**MATERIAL FOR THIS TASK:**
PR #2025, opened 2026-07-25
test: gate inaddon setup on the addon's Home Assistant link

kingpanther13:
## What does this PR do?

The HAOS inaddon lane gated setup on `wait_for_addon_mcp_ready`, which probes the dev addon's own MCP port (TCP accept, then HTTP OPTIONS). That proves the addon's listener is up, but tools depend on a different layer: the addon reaches Core over the Supervisor WebSocket proxy, and that proxy answers HTTP 502 for a beat after boot while Core comes up behind it. Setup returned while the addon was half-ready, so the session's first HA-backed tool call could land in that window and fail with `CONNECTION_FAILED` — presenting as a product bug rather than a setup race.

Seen on #1997, where a fresh single-test invocation of `test_web_ui_debug_log_level_reaches_addon_log` died on its first call (`ha_get_addon`) with `server rejected WebSocket connection: HTTP 502` on `/addons`, while the same job's main suite passed 1037 tests and a rerun went green.

- Adds `wait_for_addon_ha_link_ready` next to `wait_for_addon_mcp_ready` in `haos_runtime.py` and calls it from the inaddon bring-up: poll `ha_get_addon` until it answers, then let setup proceed. That tool is the probe because it needs both legs of the racing path (the Core WebSocket and the Supervisor API) and is the call that surfaced it.
- On timeout, setup fails pointing at the Supervisor and Core logs in the HAOS diagnostics artifact, instead of leaving the first test to absorb it.
- Mirrors the `haos_embedded` branch a few lines below, which already gates on its webhook answering a real MCP `initialize` rather than on a port being open. Transient errors mirror the suite's canonical `_POLLING_TRANSIENT_ERRORS` set plus `httpx.HTTPError` — the same combination `test_addon_debug_log_level.py` uses — so bugs still propagate per the styleguide's polling-loop rule.

The gate is in shared inaddon bring-up, so it covers every test on that lane, not only the one that flaked.

## Type of change
- [x] 🐛 Bug fix

## Testing

## Checklist

### DIFF
--- a/tests/src/e2e/conftest.py
+++ b/tests/src/e2e/conftest.py
@@ -183,6 +183,11 @@ _EMBEDDED_READY_POLL_S = 5
 # _READY_TIMEOUT_S). pytest.ini's timeout_func_only exempts this session-fixture
 # wait from the 300s per-test timeout.
 _HAOS_EMBEDDED_BRINGUP_TIMEOUT = 600
+# Inaddon: budget for the addon's Home Assistant link after its own HTTP
+# listener answers. Core is usually accepting within a few seconds of the
+# listener, so this is only consumed when something is genuinely wrong.
+_ADDON_HA_LINK_TIMEOUT_S = 180.0
+_ADDON_HA_LINK_POLL_S = 3.0
 
 
 def _is_embedded_backend_selected() -> bool:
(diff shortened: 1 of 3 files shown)


ghhamcp:

ghhamcp:

PR #2028, opened 2026-07-25
fix: bound each addon HA-link probe by the readiness deadline

kingpanther13:
## What does this PR do?

Bounds each Home Assistant link probe by the readiness deadline it runs under.

`_probe_addon_ha_link` (added in #2025) passed no timeout to `Client` or `call_tool`, so an attempt inherited FastMCP's Streamable HTTP default of `httpx.Timeout(30.0, read=300.0)` (`fastmcp/client/transports/http.py:135`, fastmcp 3.4.4 as pinned). The poll loop only consulted the deadline *between* attempts, so a listener that accepted the connection but stalled on initialize or the tool response could hold `wait_for_addon_ha_link_ready(timeout=180)` for ~300s on a single attempt: the fixture's failure and its HAOS diagnostics arrive well past the advertised budget, and the docstring's ceiling was not true.

- Each attempt now receives the time left on the deadline, applied at all three layers that can stall independently: connect/initialize (`init_timeout`), the tool response (`call_tool(timeout=...)`), and the surrounding coroutine (`asyncio.wait_for`).
- The inter-attempt sleep is capped the same way, so `timeout` is exact rather than exact-plus-one-poll.
- Two tests added: one pins that the probe is handed a shrinking, bounded budget (a constant or missing cap turns it red), one drives a probe that consumes its whole budget and asserts the helper stops at the deadline with a single attempt.

Only affects how long a failing gate takes to report — it cannot turn a passing boot into a failure, since a timed-out attempt lands in the same retried transient class as before (`asyncio.TimeoutError` is `TimeoutError`, already in the set).

Reported by Codex on #2025.

Second commit, from the same investigation: the change classifier that gates the e2e suites could skip them on its own failure. `if: needs.changes.outputs.run == 'true'` carries an implicit `success()` on `needs`, so when the classifier job failed on this PR (no steps, no runner assigned) the inaddon suite was skipped — and a skipped required check reports Success to branch protection. The classifier's script is written to fail closed, but that only covers the script picking a value, not the job failing. All four suites now gate on `!cancelled() && (needs.changes.result != 'success' || needs.changes.outputs.run == 'true')`, so a docs-only PR still skips exactly as before while a classifier that did not succeed runs the suite. `pr.yml`'s `e2e-validation-gate` had the mirror of the same hole — a failed classifier leaves `run` empty, which it read as docs-only and passed — and now requires the classifier to have succeeded before honoring the skip.

## Type of change
- [x] 🐛 Bug fix

## Testing

## Checklist


ghhamcp:

ghhamcp:

Issue #2031, opened 2026-07-25
MCP 2026-07-28 spec: our-side compliance items


kingpanther13:
> [!WARNING]
> **Disclaimer:** Everything in this issue — the audit findings, code references, and claims of
> existing compliance — was gathered by Claude (AI) and therefore cannot be trusted as-is.
> Every claim must be independently verified before acting on it.

The MCP 2026-07-28 specification finalizes July 28 (RC since May 21 —
https://blog.modelcontextprotocol.io/posts/2026-07-28-release-candidate/,
https://modelcontextprotocol.io/specification/draft/changelog).

Audit result: ha-mcp is architecturally aligned already — stateless HTTP
(`stateless_http=True`, stateless HMAC OAuth tokens, no server-side session state), zero usage
of the deprecated features (Sampling, Roots, MCP Logging, elicitation, experimental tasks),
deterministic `tools/list` ordering, relays forward the new required headers untouched, and the
ha_auth paths already advertise CIMD. All wire-level protocol changes (statelessness,
`server/discover`, `resultType`, `subscriptions/listen`, headers, cache fields) arrive via the
fastmcp/python-sdk upgrade that Renovate will deliver. Every install method (add-on, HACS
component, Docker, stdio/binaries) ships the same package, so the SDK bump covers them all;
stdio remains a first-class transport in the new spec.

This issue tracks the changes that are ours to make and actionable now:

- [x] **RFC 9207 `iss` in authorization responses.** (merged in #2033) All three authorization-server
      implementations build the redirect in our code and none include `iss`:
      `src/ha_mcp/auth/provider.py` (`construct_redirect_uri` call),
      `custom_components/ha_mcp_tools/oauth_legacy.py` (`_redirect_with`), and
      `homeassistant-addon-webhook-proxy/mcp_proxy/oauth.py` (same pattern). Add `iss` to both
      success and error redirects.
- [x] **Relay stream timeout.** (merged in #2034) `_CLIENT_TIMEOUT = aiohttp.ClientTimeout(total=300, ...)` in
      `custom_components/ha_mcp_tools/mcp_webhook.py` (mirrored in `mcp_proxy`) hard-caps
      streamed responses at 5 min. The new `subscriptions/listen` is a deliberately long-lived
      POST stream — it would be cut every 300 s, forcing clients to re-subscribe. Drop `total`
      (keep `sock_connect`/`sock_read`) so idle detection, not wall-clock, bounds the stream.
[...]

PR #2032, opened 2026-07-26
feat!: remove ha-mcp-sse entry point

kingpanther13:
## What does this PR do?

Removes the legacy `ha-mcp-sse` entry point (deprecated HTTP+SSE transport). The MCP
specification has formally deprecated HTTP+SSE; no install method or documentation advertised
`ha-mcp-sse`, and Streamable HTTP (`ha-mcp-web`) is the supported HTTP mode.

Removal surface: `main_sse` + the `ha-mcp-sse` console script, `fastmcp-sse.json`, the SSE
branches in `_http_run_kwargs` / `ProbeAccessLogFilter` / `register_browser_landing`, SSE
entry-point detection in the bug-report tool, SSE-specific unit tests, and the SSE notes in
SECURITY.md and the setup page.

Review round: adds a test covering the `FASTMCP_TRANSPORT=sse` env-hint detection (now the
sole remaining path to `"sse"` in the bug-report tool) and sweeps stale `HTTP/SSE` comment
phrasing from files outside the removal surface.

Part of #2031.

## Type of change
- [ ] 🐛 Bug fix
- [ ] ✨ New feature
- [ ] 📚 Documentation
- [ ] 🔧 Maintenance/refactor
- [ ] 🧪 Tests only
- [x] 💥 Breaking change

## Testing

## Checklist


ghhamcp:

ghhamcp:

Patch76 (approved):
The removal surface matches the checklist item in #2031, and the sweep at `dd639bc5` comes back clean: `ha-mcp-sse`, `main_sse`, `fastmcp-sse`, `quiet_probe_log` and `drop_mcp_405` have no occurrence left outside CHANGELOG history, and port 8087 survives only as coincidental substrings (a dependency hash, HACS fixtures, a changelog commit link). Every call site of the narrowed signatures – `_http_run_kwargs`, `_run_http_server`, `_run_http_with_graceful_shutdown`, `register_browser_landing`, `ProbeAccessLogFilter` – is updated; the add-on `start.py` and the embedded server go through `browser_landing.register_browser_landing`, whose signature never carried `quiet_probe_log`, so they are unaffected either way. The premise holds at the source as well: the draft spec changelog reclassifies HTTP+SSE as Deprecated under the feature-lifecycle policy (SEP-2596) and points at Streamable HTTP – Deprecated, not Removed, so dropping the entry point is our own call in a breaking release rather than something the spec forces.

Behaviour parity on the surviving path is preserved: `main_web` previously called `_run_http_server("http", default_port=8086)`, which meant `_http_run_kwargs` added `stateless_http=True` and `quiet_probe_log=transport != "sse"` resolved to True – exactly what the hardcoded version now does unconditionally. Running the branch locally, `ha-mcp-web` starts on `transport 'http' (stateless)`, `GET /mcp` answers 405 with the landing body, and an `initialize` POST returns a valid JSON-RPC result; the unit files for browser_landing, graceful_shutdown, http_run_kwargs, healthz, transport_security and settings_secret_path pass together (124 tests), as do the transport-detection tests. Keeping the `FASTMCP_TRANSPORT=sse` branch is the right call – fastmcp 3.4.4 as pinned in `uv.lock` still lists `sse` in its `Transport` literal, so that run shape stays reachable and now has direct coverage.

Two minor notes, neither blocking:

**Note 1:** the PR body says no documentation advertised `ha-mcp-sse`, but the setup page did – at the base commit, `site/src/pages/setup.astro:1803` told readers that "`ha-mcp-sse` entry point serves legacy SSE on port 8087 – pair that with the `url` key (not `httpUrl`) if you need SSE specifically", and this PR removes that paragraph. Worth carrying into the breaking-change note, so a reader who followed it lands on `httpUrl` against port 8086 instead of discovering the missing script.

**Note 2:** pre-existing, not introduced here. The comments at `src/ha_mcp/__main__.py:453`, `:475` and `:1144` state that the dropped raw 405 access line is replaced by an annotated line from the landing handler. In standard mode it is not: `_setup_logging(settings.log_level)` at `:305` calls `logging.basicConfig` without `force`, while `src/ha_mcp/utils/usage_logger.py:87` has already attached the in-memory `StartupLogCollector` to the root logger at import time – so the call is a no-op and the root logger stays at WARNING with no console handler. The `logger.info` at `src/ha_mcp/browser_landing.py:129` therefore never reaches the log; in the local run above the 405 appeared with neither the raw access line nor the annotated one. The OAuth and OIDC entry points avoid this by passing `force=True` and setting the `ha_mcp` logger levels explicitly (`:1429`, `:1575`); `main()` at `:839` has the same shape as `:305`. That belongs in its own change, but since this PR makes the 405 drop unconditional, the comments currently promise a replacement line standard mode does not emit.

PR #2039, opened 2026-07-26
fix: standard-mode console logging + relay-stub upstream contract pins

### LINKED ISSUE #2031: MCP 2026-07-28 spec: our-side compliance items

kingpanther13:
## What does this PR do?

Closes out the actionable review follow-ups on #2031 (the remaining items there are gated on
the fastmcp/python-sdk 2026-07-28 release and ride the future dependency bump):

- **Fix standard-mode console logging** (Patch76's finding on #2032, reproduced + extended):
  `StartupLogCollector` attaches to the root logger at import time, making `_setup_logging`'s
  `basicConfig` a no-op in `ha-mcp-web`/stdio modes — root stayed at WARNING with no console
  handler, so INFO lines (including the annotated 405 probe line the code comments promise)
  never surfaced. `force=True` is now the default, wrapped in `preserve_startup_collector()`
  so the collector is detached before the force sweep (which removes AND closes handlers) and
  re-attached intact. This also repairs OAuth/OIDC modes, whose explicit `force=True` has been
  silently destroying `ha_report_issue`'s startup-log capture on every start.
- **Pin the relay-timeout upstream contracts** (Patch76's note on #2034): real `aiohttp` (new
  dev-group dependency, floored at HA 2026.6's `3.13.5` pin) is compared field-by-field against
  both `ClientTimeout` test stubs — probed in a pristine subprocess, since the unit-test peers
  install a fake `aiohttp` into `sys.modules` and an in-process import would compare the stub
  against itself. sse-starlette's 15 s keepalive default and the MCP SDK's omission of a `ping`
  override (AST-verified across its call sites) are asserted too, so upstream drift fails loud.
- **FAQ migration note** for the removed `ha-mcp-sse` entry point (#2032 review note).
- **Component escalated to 1.3.0** (pending minor per the AGENTS.md escalation rule — the
  merged RFC 9207 `iss` feature warrants more than the pending patch), with the parity test's
  literal pin updated.

Closes #2031.

## Type of change
- [x] 🐛 Bug fix
- [ ] ✨ New feature
- [ ] 📚 Documentation
- [ ] 🔧 Maintenance/refactor
- [ ] 🧪 Tests only
- [ ] 💥 Breaking change

## Testing

## Checklist


ghhamcp:

ghhamcp:

Patch76 (commented):
The logging fix lands the failure mode from the #2032 review at the right place: detaching the collector for the duration of the reconfiguration, rather than re-adding it afterwards, is what keeps `ha_report_issue` on a live handler instead of a closed one. I verified that half by injection: dropping the `preserve_startup_collector()` wrapper while leaving `force=True` in place turns three of the five new tests red.

**[Concern] The `force=True` default is not pinned by the new suite.** Flipping `_setup_logging`'s default back to `force: bool = False` at `src/ha_mcp/__main__.py:481` leaves all five tests in `test_standard_mode_logging.py` green (checked locally at `7a870a5e`). The reason is the state the tests recreate: root carries the collector as its only handler, `preserve_startup_collector` removes it, and `basicConfig` then sees an empty handler list and installs the console handler regardless of `force`. The new regression guard therefore covers the collector-preservation half of the change, not the half the title leads with.

The same mechanism makes the docstring's causality read wrong. "`force` defaults to True because `usage_logger` attaches its `StartupLogCollector` to the root logger at import time: with a root handler already present, `basicConfig` does nothing at all — neither the console handler nor the level is applied" describes the pre-fix situation, but the collector is exactly the handler the wrapper takes out before `basicConfig` runs. Nothing else attaches a handler to the root logger of these processes: `grep -rn addHandler src/` returns `usage_logger` only, the `basicConfig` in `stdio_settings_sidecar.py` belongs to the separate sidecar process, and the component never calls `_setup_logging` at all (the embedded backend builds the server object directly). So `force=True` guards against a *foreign* root handler, not against the collector.

Suggestion for both: add a case that installs a second, non-collector root handler before calling `_setup_logging("INFO")`, then assert the console handler is installed and the level applied. It goes red on a default flip (with a foreign handler present, `force=True` installs the console handler and applies INFO, `force=False` installs none and leaves root at WARNING), and it states what `force` is actually for, after which the docstring can say the same thing.

**[Question] `Closes #2031`.** All three review follow-ups are covered. The issue also carries the block gated on the fastmcp/python-sdk release (CIMD for the standalone provider, removing the dead `Mcp-Session-Id` propagation, the `llm_api.py` client adaptation, explicit `ttlMs`/`cacheScope`, docs sweep plus e2e), and closing #2031 retires that tracker. Carry it in the Renovate bump PR, or file a successor issue first?

`test_relay_timeout_upstream_contract.py` is the strongest part of the PR. Probing the real `ClientTimeout` in a pristine interpreter is the right answer to the `sys.modules` fakes, the assertion messages name the production consequence rather than the assert, and parsing the SDK module for a `ping` override survives reformatting that would defeat a source grep. It also fails loudly instead of skipping when aiohttp is missing, which is what makes it a pin. Lockfile delta is aiohttp plus six transitive packages with nothing else moved, and the 1.2.4 to 1.3.0 escalation matches the AGENTS.md rule: stable carries 1.2.3, so master's 1.2.4 is the single pending version and this raises its level instead of adding one.

kingpanther13:
**Concern**: fixed in `d0dc1e4a` — added `test_force_reconfigures_past_a_foreign_root_handler` (a non-collector root handler installed before setup; red on a `force=False` flip, verified by mutation both ways), and the docstring now attributes `force=True` to foreign-handler / repeat-reconfiguration determinism rather than the collector the wrapper already detaches.

**Question**: closing is deliberate because the gated block has no our-side action until the ecosystem ships — verified against the installed stack: the mcp SDK's CIMD support is client-side only (fastmcp's server-side CIMD lives in its OAuth-proxy mode, not the `OAuthProvider` we subclass), the current SDK still emits `Mcp-Session-Id` so the relays must keep propagating it, and `ttlMs`/`cacheScope` don't exist in the SDK types yet. We deliberately follow fastmcp/python-sdk rather than hand-rolling protocol machinery they will ship. Renovate auto-opens the bump PR when they do, and that PR carries the gated items; #2031's text remains the reference for that work.

Patch76 (commented):
The concern is resolved, and the mutation reproduces in both directions at `d0dc1e4a`: the six tests in `test_standard_mode_logging.py` pass as committed, and flipping the default at `src/ha_mcp/__main__.py:481` back to `force: bool = False` turns `test_force_reconfigures_past_a_foreign_root_handler` red while the other five stay green. That is the discriminating mutation – it moves the default itself rather than the behaviour the default gates – so the new case pins what the original five could not.

One residual, in the rewritten docstring rather than in the code. The parenthetical at `src/ha_mcp/__main__.py:490` attributes the repeat-call scenario to "the OAuth/OIDC entry points reconfigure after settings load", and both halves are inverted against the call graph at this head:

- `main_oauth` (`:1447`) and `main_oidc` (`:1593`) pass `force=True` explicitly, so neither exercises the default at all, and both take the level from `os.getenv("LOG_LEVEL", "INFO")` before any settings load – `main_oauth` never calls `get_settings()`, and `main_oidc` reaches it only at `:1602`, nine lines after the reconfiguration.
- The two sites that do use the default are `main` (`:857`) and `_setup_standard_mode` (`:305`), and those are precisely the ones that run after `get_settings()`.
- No entry point reconfigures twice. Those four are the only `_setup_logging` call sites in `src/`, one per process, so "a repeat call" has no production instance today.

The rest of the sentence stands: a root handler installed by pytest or by a dependency is real, and the new test pins exactly that. Dropping the parenthetical, or replacing it with the test runner / dependency framing the test itself uses, leaves the docstring saying what the suite proves. The complementary fact is worth a clause too – at the two default call sites the only root handler attached anywhere in `src/` is the collector (`usage_logger.py:85` and `:120`), which the wrapper detaches before `basicConfig`, so in the current entry points the default is defensive rather than load-bearing.

On `Closes #2031`, the deferral rationale holds against the installed stack. The SDK's CIMD implementation is client-side – `mcp/client/auth/oauth2.py` and `mcp/client/auth/utils.py`; the only other occurrence is the `client_id_metadata_document_supported` metadata flag on the model at `mcp/shared/auth.py:135`. On the fastmcp side the server support hangs off the proxy line: `OIDCProxy` subclasses `OAuthProxy` and already defaults to `enable_cimd=True` (`fastmcp/server/auth/oidc_proxy.py:248`), which is what OIDC mode picks up at `__main__.py:1583`, while the `OAuthProvider` base that `HomeAssistantOAuthProvider` subclasses carries no CIMD reference at all – so the gap really is confined to the standalone provider. `mcp-session-id` is still written onto responses in `mcp/server/streamable_http.py` (`:307`, `:337`), which keeps the relay propagation load-bearing, and `ttlMs` / `cacheScope` have no occurrence in either package. Carrying the gated block on the Renovate bump PR follows from that, with #2031 left as its written reference.

kingpanther13:
Residual fixed in `3b932a5c` — parenthetical replaced with the test-runner/dependency framing the suite proves, plus the defensive-not-load-bearing clause for today's call sites; OAuth/OIDC noted as never exercising the default.

Patch76 (approved):
The docstring now matches the call graph. I re-verified its four claims at `3b932a5c`:

**Two default call sites, two explicit ones.** `_setup_logging` has four call sites in `src/`: `_setup_standard_mode` (`src/ha_mcp/__main__.py:305`) and `main` (`:861`) take the default, `main_oauth` (`:1451`) and `main_oidc` (`:1597`) pass `force=True`. The "OAuth/OIDC never exercise the default" clause holds.

**The collector really is the only root handler in `src/`.** The only `addHandler` calls on the root logger are `usage_logger.py:85` and `:120`, both attaching the startup collector. `stdio_settings_sidecar.py:826` also calls `basicConfig`, but that sits inside `run_main`, the sidecar entry point, which is spawned as its own process (`subprocess.Popen` at `stdio_settings_sidecar.py:428`, `cmd = [..., "-m", "ha_mcp.stdio_settings_sidecar"]`). It never installs a handler in the process the two default call sites run in, so the claim is accurate as scoped.

**"Defensive rather than load-bearing"** follows from those two facts, and the parenthetical that attributed the default to an OAuth/OIDC repeat call is gone. That was my only residual point.

CI is green at this head: 36 checks pass, and the two non-successes are the expected `Validate Hotfix Origin` and `dependabot` skips.

PR #2041, opened 2026-07-26
fix: retry Supervisor add-on calls on job-group collisions

kingpanther13:
## What does this PR do?

Supervisor serialises jobs per add-on job group, so a state-changing call is rejected outright with `Another job is running for job group addon_<slug>` whenever a still-settling job (a watchdog restart, a prior start/stop, a store reload) still holds that group.

`ha_manage_addon` surfaced that as `SERVICE_CALL_FAILED` with the suggestion "Check Home Assistant connection and Supervisor availability" — neither accurate nor actionable, since nothing is wrong with the connection and the holding job clears within seconds. An agent has no way to act on it.

`_supervisor_api_call` now retries the call inside one bounded wall-clock window with backoff:

- The window is **total**, not per-attempt, so a wedged group gives up once the window elapses rather than after some fixed retry count.
- Retrying is safe for non-idempotent calls: `JobGroup.acquire` rejects **before** the job body runs, so nothing was applied and a retry cannot double-execute a start/stop/install.
- The marker is anchored on `another job is running for job group`. Supervisor's job-level `JobConcurrency.REJECT` path raises a bare `Another job is running` for long OS/data-disk operations, which must not ride a seconds-scale retry.
- **Every other failure raises immediately, without retrying** — including a genuine error that arrives mid-retry.
- If the group is still held when the window elapses, the call raises with stuck-job guidance ("check Supervisor logs for a stuck or long-running job") and Supervisor's original error text, instead of the generic connectivity suggestion. It also logs at WARNING with the attempt count and elapsed time.

This also removes a real source of e2e flakiness: the add-on lifecycle tests drive stop/start/restart against a live Supervisor, so a sibling add-on job in flight could fail an otherwise-good run with this error.

## Type of change
- [x] 🐛 Bug fix

## Testing

`TestSupervisorJobGroupCollisionRetry` pins the behaviour: retry-until-clear with the exact backoff schedule, the backoff cap, a non-collision failure raising without retrying, a real error arriving mid-retry, the bare job-level rejection not being retried, `timeout` forwarding across retried attempts, and the bounded give-up preserving Supervisor's text while dropping the connectivity hint. All patch `asyncio.sleep` (and, for the bound, `time.monotonic`) so they add no wall-clock time.

## Checklist

### DIFF
--- a/src/ha_mcp/tools/tools_addons.py
+++ b/src/ha_mcp/tools/tools_addons.py
@@ -210,6 +210,15 @@ def _merge_options(base: dict, override: dict) -> dict:
     return merged
 
 
+# Substring of Supervisor's per-job-group rejection ("Another job is running
+# for job group addon_<slug>"), matched case-insensitively, plus the bounded
+# wall-clock window and backoff used to ride it out. See _supervisor_api_call.
+_JOB_COLLISION_MARKER = "another job is running"
+_JOB_COLLISION_RETRY_WINDOW = 60.0
+_JOB_COLLISION_RETRY_INITIAL_DELAY = 1.0
+_JOB_COLLISION_RETRY_MAX_DELAY = 5.0
+
+
 async def _supervisor_api_call(
     client: HomeAssistantClient,
     endpoint: str,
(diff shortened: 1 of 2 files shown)


ghhamcp:

ghhamcp:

**TASK PROMPT:**
Taking the material above, extract exactly and only the lines from the line with "seconds of the" to the line with "- The inter-attempt", inclusive of both.

**ANSWER SPACE:**
+# listener answers. Core is usually accepting within a few seconds of the
+# listener, so this is only consumed when something is genuinely wrong.
+_ADDON_HA_LINK_TIMEOUT_S = 180.0
+_ADDON_HA_LINK_POLL_S = 3.0
 
 
 def _is_embedded_backend_selected() -> bool:
(diff shortened: 1 of 3 files shown)


ghhamcp:

ghhamcp:

PR #2028, opened 2026-07-25
fix: bound each addon HA-link probe by the readiness deadline

kingpanther13:
## What does this PR do?

Bounds each Home Assistant link probe by the readiness deadline it runs under.

`_probe_addon_ha_link` (added in #2025) passed no timeout to `Client` or `call_tool`, so an attempt inherited FastMCP's Streamable HTTP default of `httpx.Timeout(30.0, read=300.0)` (`fastmcp/client/transports/http.py:135`, fastmcp 3.4.4 as pinned). The poll loop only consulted the deadline *between* attempts, so a listener that accepted the connection but stalled on initialize or the tool response could hold `wait_for_addon_ha_link_ready(timeout=180)` for ~300s on a single attempt: the fixture's failure and its HAOS diagnostics arrive well past the advertised budget, and the docstring's ceiling was not true.

- Each attempt now receives the time left on the deadline, applied at all three layers that can stall independently: connect/initialize (`init_timeout`), the tool response (`call_tool(timeout=...)`), and the surrounding coroutine (`asyncio.wait_for`).
- The inter-attempt sleep is capped the same way, so `timeout` is exact rather than exact-plus-one-poll.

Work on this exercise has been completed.